- Actor: Ali MacGraw
- Written by: Erich Segal
- First used in: Love Story
- Voted No. 13 in AFI's 100 Movie Quotes poll

= Love means never having to say you're sorry =

Phrase from the 1970 movie Love Story

"Love means never having to say you're sorry" is a catchphrase based on a line from the Erich Segal novel Love Story and was popularized by its 1970 film adaptation starring Ali MacGraw and Ryan O'Neal. The line is spoken twice in the film: once in the middle of the film, by Jennifer Cavalleri (MacGraw's character), when Oliver Barrett (O'Neal) apologizes to her for his anger; and as the last line of the film, by Oliver, when his father says "I'm sorry" after learning of Jennifer's death. In the script, the line is phrased slightly differently: "Love means not ever having to say you're sorry."

The line proved memorable, and has been repeated in various contexts since. In 2005, it was voted No. 13 in the American Film Institute's list AFI's 100 Years... 100 Movie Quotes. The band Sounds of Sunshine had a Top 40 hit in the United States with a song titled "Love Means You Never Have to Say You're Sorry" in 1971. "Love means never having to say you're..." is the opening sentence in the popular song "Can't Help but Love You" by the Whispers, from their album named after the movie, issued in 1972.

The line has also been criticized and mocked for suggesting that apologies are unnecessary in a loving relationship. Another character played by O'Neal disparages it in the 1972 screwball comedy What's Up, Doc?: in that film's final scene, Barbra Streisand's character says "Love means never having to say you're sorry," and bats her eyelashes, and O'Neal's character responds in a flat deadpan voice, "That's the dumbest thing I ever heard."

MacGraw disagrees with the line, calling it a "crock".

==In popular culture==
The line has also been parodied countless times, usually substituting another word or phrase for "love" and/or "you're sorry", especially the latter.

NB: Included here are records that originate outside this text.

PR #1478, opened 2026-09-04
docs: add headers and review

svenja11:


lukasmetzner (approved):

docs/tutorials/setup-hcloud-cli.md
```diff
@@ -1,234 +1,325 @@
...
-If you see this output, congratulations! You have successfully set up the hcloud CLI on your local machine.
+- A [Hetzner Console account](https://console.hetzner.com).
+
+<br>
+
+----
+
+<br>
+
+1. Install the hcloud CLI
```
jooola, line 33: What is the reason for breaking the sections with titles into a numbered list and adding the many html elements?

svenja11: This is the formatting we use in the docs (see [Using S3 compatible CLI tools](https://docs.hetzner.com/storage/object-storage/getting-started/using-s3-api-tools), for example). I updated it like this so that the formatting is consistent. We usually use `<details>` when there are a lot of options, because it helps readers see all options at a glance, and makes the content easier to navigate in the docs.

jooola: Is there a way to find a middle ground between the format we had, and the one in the docs? Because now the tutorial does not look great on Github:

Before: https://github.com/hetznercloud/cli/blob/5b68ce0ae339987d6f42cd9a7cb9533be6354fb1/docs/tutorials/setup-hcloud-cli.md
After: https://github.com/hetznercloud/cli/blob/bd387d58bfdfeafb7003733f7e2dcac1913d9454/docs/tutorials/setup-hcloud-cli.md

In Github, having titles for the sections automatically generates a "Table of content" for the users:

Image

I feel like the markdown document is not the right place for fixing styling issues (e.g. adding `<br>` to have more space between paragraphs), could we maybe fix this in the docs code directly?

svenja11: I thought about it for a bit but I can't really think of a good in-between. If this formatting is causing issues on GitHub, I guess we can go back to the original formatting.

PR #1485, opened 2026-09-14
feat(image): print deprecated Image information

phm07:
See https://docs.hetzner.cloud/changelog#2026-09-08-removing-the-deprecated-field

- Advertisements and trailers for the 1971 British horror comedy film The Abominable Dr. Phibes bear the tag line "Love means never having to say you're ugly."
- At the end of the movie What's Up, Doc?, Howard, also played by Ryan O'Neal, apologizes to his love interest, Judy, and she responds, "Love means never having to say you're sorry", to which Howard replies, "That's the dumbest thing I've ever heard."
- In a 2004 episode of The Simpsons ("Catch 'em if You Can"), the Simpson family watches the film, and Lisa retorts, "No, it doesn't!"
- In the 2004 film The Princess Diaries 2: Royal Engagement, the villainous Viscount Mabrey (John Rhys-Davies) tries to persuade his nephew Lord Nicholas Deveraux (Chris Pine) to usurp the throne of Genovia. Mabrey claims that Deveraux was named after Niccolò Machiavelli, before declaring "Power...means never having to say you're sorry."
- In the 2011 film Dark Shadows, vampire character Barnabas Collins (Johnny Depp) tells a group of hippies, "I am reminded of a line from Erich Segal's Love Story: 'Love means never having to say you are sorry.' However, please know that it is with sincere regret... that I must now kill all of you."
- In the season two finale of iZombie, titled "Salivation Army", Liv tells Clive, "A massive zombie outbreak means never having to say you're sorry."